Each record must be reproduced exactly as it is shown.

"""

PR #3896, opened 2019-05-31
Clear product.variants.unit_description if product.variant_unit is items

### LINKED ISSUE #1582: Unit description not cleared when switching between kg and items
Picked up in #1452. When switching variant_unit between `weight` products and `items`, the unit description text on variants lingers. It should to be removed.

issue1
issue2

## Severity
S3, not affecting so many users I guess and there is a workaround.

luisramos0:
When product.variant_unit is items, the product.variant_unit_name is used instead of the variant.unit_description (this field is not available in the variants edit page if product.variant_unit is items). So, we need to clear it.

#### What? Why?

Closes #1582

#### What should we test?
The product edit page needs to be tested as well as verifying the issue if fixed.

#### Release notes
Changelog Category: Fixed
Unit description (only used for weight or volume products) is cleared when switching a product unit from weight or volume to items.

### DIFF
--- a/spec/controllers/spree/admin/products_controller_spec.rb
+++ b/spec/controllers/spree/admin/products_controller_spec.rb
@@ -150,16 +150,30 @@ describe Spree::Admin::ProductsController, type: :controller do
   end
 
   describe "updating" do
+    let(:producer) { create(:enterprise) }
+    let!(:product) { create(:simple_product, supplier: producer) }
+
+    before do
+      @request.env['HTTP_REFERER'] = 'http://test.com/'
+      login_as_enterprise_user [producer]
+    end
+
+    describe "product variant unit is items" do
+      it "clears unit description of all variants of the product" do
+        product.variants.first.update_attribute :unit_description, "grams"
+        spree_put :update,
+                  id: product,
+                  product: {
+                    variant_unit: "items",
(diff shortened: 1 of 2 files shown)


spec/controllers/spree/admin/products_controller_spec.rb
```diff
@@ -150,17 +150,31 @@
   end
 
   describe "updating" do
+    let(:producer) { create(:enterprise) }
+    let!(:product) { create(:simple_product, supplier: producer) }
+
+    before do
+      @request.env['HTTP_REFERER'] = 'http://test.com/'
```
Matt-Yorkley: Why is this needed here?

mkllnk: Yeah, it doesn't seem to belong here. :man_shrugging:

luisramos0: must have been a copy paste error... removed in new commit.

RachL:
So I tested with the follwoing super-real scenario:
1 bag of 1g of carrots:
image

After moving to item:
image

It also displays correctly in inventory. Editing other fields still work as well as checkout and BOM.
An old issue fixed!!!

"""

◆ Result of the exercise ◆
PR #3896, opened 2019-05-31
Clear product.variants.unit_description if product.variant_unit is items

### LINKED ISSUE #1582: Unit description not cleared when switching between kg and items
Picked up in #1452. When switching variant_unit between `weight` products and `items`, the unit description text on variants lingers. It should to be removed.

issue1
issue2

## Severity
S3, not affecting so many users I guess and there is a workaround.

luisramos0:
When product.variant_unit is items, the product.variant_unit_name is used instead of the variant.unit_description (this field is not available in the variants edit page if product.variant_unit is items). So, we need to clear it.

#### What? Why?

Closes #1582

#### What should we test?
The product edit page needs to be tested as well as verifying the issue if fixed.

#### Release notes
Changelog Category: Fixed
Unit description (only used for weight or volume products) is cleared when switching a product unit from weight or volume to items.

### DIFF
--- a/spec/controllers/spree/admin/products_controller_spec.rb
+++ b/spec/controllers/spree/admin/products_controller_spec.rb
@@ -150,16 +150,30 @@ describe Spree::Admin::ProductsController, type: :controller do
   end
 
   describe "updating" do
+    let(:producer) { create(:enterprise) }
+    let!(:product) { create(:simple_product, supplier: producer) }
+
+    before do
+      @request.env['HTTP_REFERER'] = 'http://test.com/'
+      login_as_enterprise_user [producer]
+    end
+
+    describe "product variant unit is items" do
+      it "clears unit description of all variants of the product" do
+        product.variants.first.update_attribute :unit_description, "grams"
+        spree_put :update,
+                  id: product,
+                  product: {
+                    variant_unit: "items",
(diff shortened: 1 of 2 files shown)


spec/controllers/spree/admin/products_controller_spec.rb
```diff
@@ -150,17 +150,31 @@
   end
 
   describe "updating" do
+    let(:producer) { create(:enterprise) }
+    let!(:product) { create(:simple_product, supplier: producer) }
+
+    before do
+      @request.env['HTTP_REFERER'] = 'http://test.com/'
```
Matt-Yorkley: Why is this needed here?

mkllnk: Yeah, it doesn't seem to belong here. :man_shrugging:

luisramos0: must have been a copy paste error... removed in new commit.

RachL:
So I tested with the follwoing super-real scenario:
1 bag of 1g of carrots:
image

After moving to item:
image

It also displays correctly in inventory. Editing other fields still work as well as checkout and BOM.
An old issue fixed!!!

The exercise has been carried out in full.